__Task instructions__:
In the data below, the answer is the run of lines from the line containing "- PR #674 put" through the line containing "- JSON and finite", both included; print it exactly and nothing else.

__Data__:
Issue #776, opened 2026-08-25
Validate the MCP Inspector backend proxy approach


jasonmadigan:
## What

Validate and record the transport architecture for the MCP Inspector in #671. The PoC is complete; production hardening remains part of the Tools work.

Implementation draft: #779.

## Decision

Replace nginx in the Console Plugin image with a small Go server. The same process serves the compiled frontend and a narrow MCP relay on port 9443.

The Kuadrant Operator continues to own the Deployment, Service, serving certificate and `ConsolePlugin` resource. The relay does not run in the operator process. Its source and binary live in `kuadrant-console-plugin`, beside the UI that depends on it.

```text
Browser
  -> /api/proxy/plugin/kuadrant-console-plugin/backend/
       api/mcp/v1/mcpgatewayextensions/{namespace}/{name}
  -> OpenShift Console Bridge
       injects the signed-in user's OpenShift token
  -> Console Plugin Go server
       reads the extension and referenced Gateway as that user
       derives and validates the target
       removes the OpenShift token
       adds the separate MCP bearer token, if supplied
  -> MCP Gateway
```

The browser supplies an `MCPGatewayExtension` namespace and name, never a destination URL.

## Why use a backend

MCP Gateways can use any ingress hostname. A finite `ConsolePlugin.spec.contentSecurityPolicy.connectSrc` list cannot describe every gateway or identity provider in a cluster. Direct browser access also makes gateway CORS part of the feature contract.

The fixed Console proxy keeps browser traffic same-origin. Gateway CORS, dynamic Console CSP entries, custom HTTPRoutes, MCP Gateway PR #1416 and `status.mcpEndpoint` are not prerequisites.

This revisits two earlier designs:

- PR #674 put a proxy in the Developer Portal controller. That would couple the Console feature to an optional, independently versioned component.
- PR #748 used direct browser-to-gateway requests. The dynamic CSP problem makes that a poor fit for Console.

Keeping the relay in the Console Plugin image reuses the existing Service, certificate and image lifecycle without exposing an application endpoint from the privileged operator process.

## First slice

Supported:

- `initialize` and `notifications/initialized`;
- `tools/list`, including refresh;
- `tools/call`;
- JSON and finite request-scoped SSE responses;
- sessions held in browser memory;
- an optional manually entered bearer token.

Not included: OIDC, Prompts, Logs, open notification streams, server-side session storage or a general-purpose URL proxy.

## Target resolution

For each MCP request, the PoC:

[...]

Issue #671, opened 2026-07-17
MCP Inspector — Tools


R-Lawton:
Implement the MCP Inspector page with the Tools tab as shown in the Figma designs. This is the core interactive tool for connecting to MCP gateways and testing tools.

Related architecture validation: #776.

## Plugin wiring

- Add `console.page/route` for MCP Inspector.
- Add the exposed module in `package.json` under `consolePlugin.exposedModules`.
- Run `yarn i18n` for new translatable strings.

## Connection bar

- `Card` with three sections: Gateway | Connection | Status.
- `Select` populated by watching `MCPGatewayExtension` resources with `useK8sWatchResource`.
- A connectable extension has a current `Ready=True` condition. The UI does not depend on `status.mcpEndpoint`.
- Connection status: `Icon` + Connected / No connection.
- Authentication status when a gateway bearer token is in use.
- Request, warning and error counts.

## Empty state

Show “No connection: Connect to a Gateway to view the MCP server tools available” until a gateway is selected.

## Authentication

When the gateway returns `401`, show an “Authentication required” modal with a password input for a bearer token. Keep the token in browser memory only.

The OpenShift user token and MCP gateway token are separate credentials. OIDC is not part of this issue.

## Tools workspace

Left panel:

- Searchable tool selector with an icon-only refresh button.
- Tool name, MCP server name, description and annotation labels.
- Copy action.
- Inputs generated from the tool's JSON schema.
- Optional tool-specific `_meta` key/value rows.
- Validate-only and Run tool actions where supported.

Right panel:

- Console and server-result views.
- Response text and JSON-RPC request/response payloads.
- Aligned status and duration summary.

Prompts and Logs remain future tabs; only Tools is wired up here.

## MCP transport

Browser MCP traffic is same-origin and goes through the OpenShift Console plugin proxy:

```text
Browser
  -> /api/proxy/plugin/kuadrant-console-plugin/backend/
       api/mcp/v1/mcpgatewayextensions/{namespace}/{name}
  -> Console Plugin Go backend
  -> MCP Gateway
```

==

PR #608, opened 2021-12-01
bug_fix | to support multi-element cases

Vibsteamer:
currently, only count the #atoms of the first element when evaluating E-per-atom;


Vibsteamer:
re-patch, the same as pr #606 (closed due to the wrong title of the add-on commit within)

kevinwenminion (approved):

...

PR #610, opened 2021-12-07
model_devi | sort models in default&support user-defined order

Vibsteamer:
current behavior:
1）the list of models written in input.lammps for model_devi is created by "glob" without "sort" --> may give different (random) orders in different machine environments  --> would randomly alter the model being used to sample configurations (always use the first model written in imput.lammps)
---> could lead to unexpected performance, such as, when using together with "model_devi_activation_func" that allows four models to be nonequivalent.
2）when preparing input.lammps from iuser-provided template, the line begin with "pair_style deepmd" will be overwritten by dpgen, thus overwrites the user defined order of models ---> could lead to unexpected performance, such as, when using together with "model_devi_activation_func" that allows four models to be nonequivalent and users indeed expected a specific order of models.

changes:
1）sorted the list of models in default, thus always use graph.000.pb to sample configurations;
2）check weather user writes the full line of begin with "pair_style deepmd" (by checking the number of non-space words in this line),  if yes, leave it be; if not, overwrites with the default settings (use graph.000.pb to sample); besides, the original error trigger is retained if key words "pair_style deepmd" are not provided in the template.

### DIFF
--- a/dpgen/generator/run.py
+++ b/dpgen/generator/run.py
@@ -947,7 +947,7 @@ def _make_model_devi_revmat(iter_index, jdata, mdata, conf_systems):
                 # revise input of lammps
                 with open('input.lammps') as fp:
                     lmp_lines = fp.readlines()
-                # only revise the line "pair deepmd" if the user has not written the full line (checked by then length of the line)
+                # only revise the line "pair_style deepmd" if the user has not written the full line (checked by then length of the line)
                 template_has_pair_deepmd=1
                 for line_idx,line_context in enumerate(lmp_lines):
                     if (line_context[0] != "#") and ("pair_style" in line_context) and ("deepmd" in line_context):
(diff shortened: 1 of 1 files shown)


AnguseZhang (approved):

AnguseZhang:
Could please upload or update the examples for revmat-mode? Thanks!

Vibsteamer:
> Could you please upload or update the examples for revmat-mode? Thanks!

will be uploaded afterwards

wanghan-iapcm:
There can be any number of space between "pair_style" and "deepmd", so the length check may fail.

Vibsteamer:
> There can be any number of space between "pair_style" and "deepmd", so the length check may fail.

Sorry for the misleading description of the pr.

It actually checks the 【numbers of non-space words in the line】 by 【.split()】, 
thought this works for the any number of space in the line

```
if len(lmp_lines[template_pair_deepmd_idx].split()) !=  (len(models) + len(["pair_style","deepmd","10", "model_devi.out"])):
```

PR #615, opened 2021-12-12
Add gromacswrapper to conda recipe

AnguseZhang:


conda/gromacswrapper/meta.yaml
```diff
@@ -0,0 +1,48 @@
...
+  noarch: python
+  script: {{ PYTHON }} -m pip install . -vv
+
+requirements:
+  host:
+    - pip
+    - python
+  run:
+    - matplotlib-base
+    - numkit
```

__Solution to this exercise__:
- PR #674 put a proxy in the Developer Portal controller. That would couple the Console feature to an optional, independently versioned component.
- PR #748 used direct browser-to-gateway requests. The dynamic CSP problem makes that a poor fit for Console.

Keeping the relay in the Console Plugin image reuses the existing Service, certificate and image lifecycle without exposing an application endpoint from the privileged operator process.

## First slice

Supported:

- `initialize` and `notifications/initialized`;
- `tools/list`, including refresh;
- `tools/call`;
- JSON and finite request-scoped SSE responses;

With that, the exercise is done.